31 de enero de 2021
1364 • AÑO XXVIII

INICIO - A Fondo

Jornada Mundial de Vida Consagrada

Parábola de fraternidad en un mundo herido

El próximo 2 de febrero se celebra la Jornada Mundial de la Vida Consagrada. Este año bajo el lema La vida consagrada, parábola de fraternidad en un mundo herido. El objetivo de esta jornada es ayudar a toda la Iglesia a valorar cada vez más el testimonio de quienes han elegido seguir a Cristo de cerca y dedicar su vida a Él.

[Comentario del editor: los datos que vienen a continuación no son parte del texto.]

PR #162, opened 2026-08-28
Improve read/write symmetry audit coverage

diesdaas:
## Summary

- statically resolve `_unknown(...)` action groups expressed through literal, named, starred, and concatenated module-level constants
- handle unresolved dynamic groups conservatively and distinguish occurrence counts from distinct gap names
- recognize known readback aliases and pin the generated symmetry report with regression coverage

## Verification

- `python3 -m unittest tests.test_readwrite_audit -v` — 17 passed
- `python3 scripts/gen_api_limitations.py --check`
- `git diff --check upstream/main...HEAD`

## Broader-suite note

Full Python discovery was also attempted locally. Five unchanged offline DRT cases could not run because `jszip` was unavailable in the local Node dependency environment; no failure involved the files changed in this PR.


samuelgursky:
Merged and shipped in [v2.103.3](https://github.com/samuelgursky/davinci-resolve-mcp/releases/tag/v2.103.3). The regex → AST rewrite is a real upgrade — I verified every alias it claims (`get_cache_enabled`, `get_caps`, `mcp_update_status`, `get_track_enabled`, `get_track_locked` all exist in `src/server.py`), and the AST pass surfaced a genuine gap the regex was missing: `set_clip_marks` has no `get_clip_marks`. The occurrences relabel is also a correction rather than a change — the old `audit()` was already counting occurrences without dedup, so the old wording was simply wrong.

One follow-up in 5479b88. `test_reference_doc_matches_current_audit` pins the report to `src/server.py`, which is the right guard, but nothing regenerated the report — `main()` only printed to stdout. So the next person to add a `set_`/`add_` action (frequent here) would have hit an `assertEqual` diff of two large documents with no stated way to clear it.

The script now follows the `gen_api_limitations.py` convention: writing is the default, `--check` gates it, `--stdout` preserves the old behavior. `--check` is in the release checklist, and both the script and the test failure name the regeneration command.

Thanks — the conservative handling of unresolved dynamic groups was the right call, and the tests around it made this easy to review.

PR #165, opened 2026-08-29
Add bug report: timeline_frame capture keyword argument error

Douglas4000:
Bug report for `timeline_frame` capture(quality="frame") — fails with
`_BoundMethod.__call__() got an unexpected keyword argument 'isInteractiveMode'`
on DaVinci Resolve 21.0.4.5 free (Windows, via in-app bridge).

Full details in `bug-reports/2026-08-29-thumbnail-frame-capture.md`.

### DIFF
--- a/bug-reports/2026-08-29-thumbnail-frame-capture.md
+++ b/bug-reports/2026-08-29-thumbnail-frame-capture.md
@@ -1,0 +1,24 @@
+## Bug: timeline_frame capture(quality="frame") fails with unexpected keyword argument
+
+**Environment**
+- DaVinci Resolve 21.0.4.5 (free edition, via in-app bridge)
+- Windows 11
+- Server: davinci-resolve-mcp compound server (installed via install.py)
+
+**Steps to reproduce**
+1. Set current timeline
+2. Call `timeline_frame(action="capture", params={"frame": <any frame>, "quality": "frame"})`
+
+**Expected**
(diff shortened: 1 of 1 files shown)


samuelgursky:
Thank you — this report was precise and the diagnosis in your last paragraph was exactly right. The bug is real, it was ours, and it's fixed in [v2.104.2](https://github.com/samuelgursky/davinci-resolve-mcp/releases/tag/v2.104.2).

The cause: the in-app bridge proxies Resolve method calls positionally (`_BoundMethod.__call__(*args)`), and the single-frame render path was the one call site in the codebase that used a keyword — `StartRendering([job], isInteractiveMode=False)`. Native external scripting accepts it; the bridge did not, which is why this only bit free-edition users. The call is positional now, the bridge proxy raises a TypeError that names the positional-only rule (instead of the bare `_BoundMethod.__call__()` message you hit), and a regression test greps the server for kwarg calls so a new one can't land.

I'm closing this PR rather than merging it only because the repo doesn't keep a `bug-reports/` directory — GitHub issues are the channel, and this report would have been a model issue. The content of your report is what drove the fix, and you're credited in the changelog and release notes.

Your aside about `quality="thumbnail"` returning black for Fusion/Text+ clips is a known Resolve limitation (per-clip thumbnail API renders source, not output) — it's documented in `docs/reference/api-limitations.md`.

PR #166, opened 2026-08-30
fix(resolve): checked returns on SetCurrentTimeline and 28 other discarded mutators

matoberuc-afk:
Resolve's API reports a refused write by returning False, and a set of call sites dropped that return. Some sat inside a bare `try/except: pass`, so a failed write looked exactly like a successful one and the server carried on.

The one that bites hardest is `SetCurrentTimeline`. When the switch fails, the next edit lands on whatever timeline Resolve still had current, so the work goes somewhere the caller never asked for and nothing says so.

**What is here**

- `src/utils/resolve_writes.py`: a small checked helper, plus `_set_current_timeline_checked`, which returns the error envelope instead of continuing.
- The affected call sites routed through it, in `src/server.py`, `src/granular/`, and the utils probes.
- One deliberate exception, commented in place: the restore inside a `finally` after a frame capture logs a warning rather than returning, because returning there would replace the caller's real result (or its real exception) with a restore failure.
- The other 28 discarded mutator returns checked the same way. The ones that stay discarded are best-effort cleanups in `finally` blocks, or calls whose failure is already visible in the next read, and each says so in a comment.

**Tests**

- `tests/test_current_timeline_switch.py` (7 tests): the switch failing, succeeding, raising, and the finally-restore path.
- `tests/test_discarded_resolve_returns.py` (4 tests): the checked paths report failure, and the deliberate set is pinned so a later refactor cannot quietly widen it.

La Comisión Episcopal para la Vida Consagrada dedica esta jornada a estos hombres y mujeres que, en medio de innumerables desafíos, al borde del camino o en el rincón más inhóspito de una barriada cualquiera, se convierten en ayuda para las heridas del mundo.

En la actualidad, los consagrados también ayudan con una mirada especial a personas que experimentan nuevas formas de injusticia, aflicción y desesperanza: los afectados por la COVID-19. 

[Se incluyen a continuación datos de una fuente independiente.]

PR #170, opened 2026-08-30
fix: avoid fusionscript teardown in doctor and installer probes

FerroQuant:
## Summary

Avoid CPython/Fusion teardown crashes in the short-lived installer and doctor probes.

The probes now follow the repository's established bridge-first connector pattern: ask `connect_resolve(None)` before importing Blackmagic's native `DaVinciResolveScript` module. If native scripting is required, the child flushes its result and exits with `os._exit(0)` after the import attempt so `fusionscript` background teardown cannot race interpreter finalization.

This keeps the existing native fallback and Windows access-violation diagnostics intact while avoiding the native module entirely when the persistent bridge can answer.

## Why

A short-lived Python probe could successfully talk to Resolve and then crash during interpreter shutdown because `fusionscript` leaves background RemoteApp state alive. The failure happens after the useful probe work, so it can look like an installer/doctor crash rather than a connection failure.

This is the same upstream failure class already accepted in PR #108: that merged fix documents `fusionscript.so`'s `RemoteApp` thread continuing to dispatch while CPython exits, with `Fusion::RemoteApp::FindLocalObject` on the crashing thread, and uses a flushed `os._exit()` guard for spawned scripts. This patch extends that already-accepted lifetime rule to the remaining short-lived doctor/install probes.

The bridge-first ordering is also consistent with issue #109, where the maintainer documented that bridge-capable connectors should not require `DaVinciResolveScript` before trying `connect_resolve(None)`.

## Changes

- `scripts/doctor.py`
  - try the persistent bridge before native Fusion import
  - report the native import as skipped when the bridge answers
  - hard-exit only after a native import attempt
- `install.py`
  - use the same bridge-first probe ordering
  - hard-exit after native import attempts
  - preserve current Windows access-violation diagnostics
- add focused lifecycle regression coverage for both probes

## Validation

- 89 focused tests: PASS
- `tests/test_import.py`: PASS
- `scripts/audit_api_parity.py`: PASS
- `scripts/gen_api_limitations.py --check`: PASS
- `node scripts/agent-rules/generate.mjs --check`: PASS
- static/doc regression group: 14 tests PASS, 1 skip
- `node bin/davinci-resolve-mcp.mjs --help`: PASS
- `node bin/davinci-resolve-mcp.mjs --version`: `2.104.1`
- `npm pack --dry-run`: PASS
- `git show --check 9c50a1f`: PASS
- live doctor probe against DaVinci Resolve Studio 21.0.4.5: PASS via bridge, native Fusion module not loaded
- live installer connection probe: PASS
- Resolve and bridge PIDs remained unchanged during validation
- no new macOS Python crash report was produced

### Full-suite baseline comparison

The full local suite is not green in this checkout environment for reasons unrelated to this patch. To distinguish patch regressions from baseline failures, the same command/interpreter was run against both untouched upstream `v2.104.1` (`190fe2c`) and this candidate:

- untouched upstream: 1842 tests; 1 failure, 147 errors, 3 skipped
- candidate: 1844 tests; 1 failure, 147 errors, 3 skipped
- all 134 reported ERROR/FAIL test names are identical
- candidate-only failures: 0

The candidate adds two lifecycle tests, both passing. Dominant baseline errors are missing local `mcp` dependency and missing `resolve-advanced/server/libs.mjs` in that test environment, plus one existing offline-guard failure.

## Release lineage

`v2.104.1` dereferences to `190fe2c62b881870a7eb6add90c660f4bf811a25`; this change is exactly one commit on top of that release as `9c50a1f03b66dce36650ebffdda70eafd6981304`.

### DIFF
--- a/install.py
+++ b/install.py
@@ -1329,37 +1329,57 @@ def access_violation_message(returncode, version=None):
 
 
 def verify_resolve_connection(python_path, api_path, lib_path):
-    """Try to import DaVinciResolveScript and connect."""
+    """Probe Resolve without exposing short-lived children to Fusion teardown.
+
+    The persistent bridge is tried before Blackmagic's native scripting module.
+    If direct scripting is genuinely required, the disposable child flushes its
+    result and hard-exits after any native import attempt so fusionscript's
+    background RemoteApp thread cannot race CPython finalization.
+    """
     if not api_path:
         return False, "Resolve API path not found"
 
     env = {**os.environ, **build_server_env(python_path, api_path, lib_path)}
     modules_path = env["PYTHONPATH"]
     repo_root = str(Path(__file__).resolve().parent)
-    # Route through connect_resolve so Network mode (RESOLVE_SCRIPT_HOST, propagated
-    # into env by build_server_env) uses the explicit IP-targeted overload. Fall
-    # back to Local-mode discovery if the helper cannot be imported.
     test_script = textwrap.dedent(f"""\
+        import os
         import sys
         sys.path.insert(0, {modules_path!r})
         sys.path.insert(0, {repo_root!r})
+        native_import_attempted = False
         try:
-            import DaVinciResolveScript as dvr
             try:
                 from src.utils.resolve_connection import connect_resolve
             except Exception:
-                connect_resolve = lambda mod: mod.scriptapp('Resolve')
-            resolve = connect_resolve(dvr)
+                connect_resolve = None
+
+            resolve = None
+            if connect_resolve is not None:
+                resolve = connect_resolve(None)
+
+            if resolve is None:
+                native_import_attempted = True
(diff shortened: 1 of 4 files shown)


samuelgursky:
Merged and shipped in [v2.104.2](https://github.com/samuelgursky/davinci-resolve-mcp/releases/tag/v2.104.2). The lineage discipline in this PR — extending #108's accepted teardown rule and #109's bridge-first ordering rather than inventing a third pattern, with the baseline-comparison table separating patch regressions from environment noise — made it easy to trust. Suite verified here: 3034 with only this repo's known worktree artifacts.

One note for the record: the publish workflow's "Run setup dry run" step exercises `install.py` on a Resolve-less CI runner, and it stayed green through this release — so the probe-child `os._exit(0)` changes are confirmed compatible with that gate.

PR #68, opened 2022-12-07
fix: remove unnecessary parens

nbw:
A purely code-cosmetic fix to `port_to_integer`. The parens were not necessary and conflict stylistically with the `port_to_integer` definition above it. 

I feel like I've had this same thing happen to me before when having `mix format` auto execute on save.  

## Note

Looks like my linter also removed some empty spaces. Nice. 🤷


mtrudel:
Good catch! Thanks for the PR!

“Nuestros fundadores han sido movidos por el Espíritu y no han tenido miedo de ensuciarse las manos con la vida cotidiana, con los problemas de la gente, recorriendo con coraje las periferias geográficas y existenciales. No se detuvieron ante los obstáculos y las incomprensiones de los demás, porque mantuvieron en el corazón el estupor por el encuentro con Cristo. No han domesticado la gracia del Evangelio; han tenido siempre en el corazón una sana inquietud por el Señor, un deseo vehemente de llevarlo a los demás, como han hecho María y José en el templo. También hoy nosotros estamos llamados a realizar elecciones proféticas y valientes”.
Homilía en la Fiesta de la Presentación del Señor,
XX Jornada Mundial de la Vida Consagrada (2.II.2016).

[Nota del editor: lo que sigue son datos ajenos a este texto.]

PR #76, opened 2023-01-06
Fixup error handling in HTTP/1

### LINKED ISSUE #74: invalid_request, CaseClauseError
I configured Bandit in a Phoenix 1.7-rc.0 / LiveView application. Ever since making the change, I'm getting `invalid_request` errors. In one application, this occurs periodically during deployments, in another one, it happens throughout the day, about 60 times per hour, which makes me think that it has something to do with health checks.

In any case, Cowboy does not log or raise errors under the same circumstances.

Before Bandit 0.6.4, this is what gets logged:

```
message
  GenServer #PID<0.7891.0> terminating
** (stop) :invalid_request
metadata.domain
  otp
metadata.erl_level
  error
metadata.error.initial_call
  
 - 
metadata.error.reason
  {:invalid_request, []}
metadata.error_logger.report_cb
  &:gen_server.format_log/1
metadata.error_logger.tag
  error
severity
  error
```

After upgrading to Bandit 0.6.4, we're getting a `CaseClauseError` instead:

```
CaseClauseError: no case clause matching: {:error, :invalid_request}
  File "lib/thousand_island/handler.ex", line 387, in Bandit.DelegatingHandler.handle_continuation/2
  File "gen_server.erl", line 1123, in :gen_server.try_dispatch/4
  File "gen_server.erl", line 865, in :gen_server.loop/7
  File "proc_lib.erl", line 240, in :proc_lib.init_p_do_apply/3
```

I guess the `:invalid_request` error comes from here: https://github.com/mtrudel/bandit/blob/422651d03b6eb5b2fb10d1ace804880389e7132a/lib/bandit/http1/adapter.ex#L76

This means that `:erlang.decode_packet/3` returns an HTTP error, but unfortunately, Bandit discards the reason.

While we haven't figured out what exactly causes the invalid requests, this should probably be handled gracefully?

mtrudel:
Fixes #74

### DIFF
--- a/lib/bandit/http1/adapter.ex
+++ b/lib/bandit/http1/adapter.ex
@@ -73,8 +73,8 @@ defmodule Bandit.HTTP1.Adapter do
       {:ok, :http_eoh, rest} ->
         {:ok, headers, method, request_target, %{req | state: :headers_read, buffer: rest}}
 
-      {:ok, {:http_error, _reason}, _rest} ->
-        {:error, :invalid_request}
+      {:ok, {:http_error, reason}, _rest} ->
+        {:error, reason}
 
       {:error, reason} ->
         {:error, reason}
--- a/lib/bandit/http1/handler.ex
+++ b/lib/bandit/http1/handler.ex
@@ -26,11 +26,11 @@ defmodule Bandit.HTTP1.Handler do
       else
         {:error, :timeout} ->
           attempt_to_send_fallback(req, 408)
-          {:error, "timeout reading request"}
+          {:error, "timeout reading request", state}
 
         {:error, reason} ->
           attempt_to_send_fallback(req, 400)
-          {:error, reason}
+          {:error, reason, state}
 
         {:ok, :websocket, upgrade_opts} ->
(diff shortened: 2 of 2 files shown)


lib/bandit/http1/adapter.ex
```diff
@@ -73,8 +73,8 @@ defmodule Bandit.HTTP1.Adapter do
       {:ok, :http_eoh, rest} ->
         {:ok, headers, method, request_target, %{req | state: :headers_read, buffer: rest}}
 
-      {:ok, {:http_error, _reason}, _rest} ->
-        {:error, :invalid_request}
+      {:ok, {:http_error, reason}, _rest} ->
+        {:error, reason}
```
woylie, line 77: Since the `reason` is (or can be) a list of integers, just logging the reason is not very helpful, and it is hard to filter/group similar log messages. Can the `{:http_error, reason}` tuple be returned as a whole here, or can the reason be prefixed with `http_error` in other ways otherwise?

mtrudel: Yep. I wrote this before I'd seen the structure of the error (like I said, been trying to repro this for a while). This will most likely change based on the error you'd sent me privately.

La historia de la vida consagrada se cuenta por sus siglos, sus personas y sus frutos: desde su nacimiento hasta hoy, el suyo es un caudal ininterrumpido de vida y esperanza para el mundo. Así lo experimentamos cada día cuando somos capaces de descubrir la presencia sencilla de las personas consagradas en la Iglesia y en la sociedad, fermento de Cristo en la masa de la humanidad. Y así lo recordamos con gratitud y compromiso cada 2 de febrero, esta de la Presentación de Jesús en el templo. Especialmente desde 1995, año en que san Juan Pablo II instituyó la Jornada de la Vida Consagrada con estas palabras:

“La celebración de la Jornada de la Vida consagrada, que tendrá lugar por primera vez el próximo 2 de febrero, quiere ayudar a toda la Iglesia a valorar cada vez más el testimonio de quienes han elegido seguir a Cristo de cerca mediante la práctica de los consejos evangélicos y, al mismo tiempo, quiere ser para las personas consagradas una ocasión propicia para renovar los propósitos y reavivar los sentimientos que deben inspirar su entrega al Señor (...). 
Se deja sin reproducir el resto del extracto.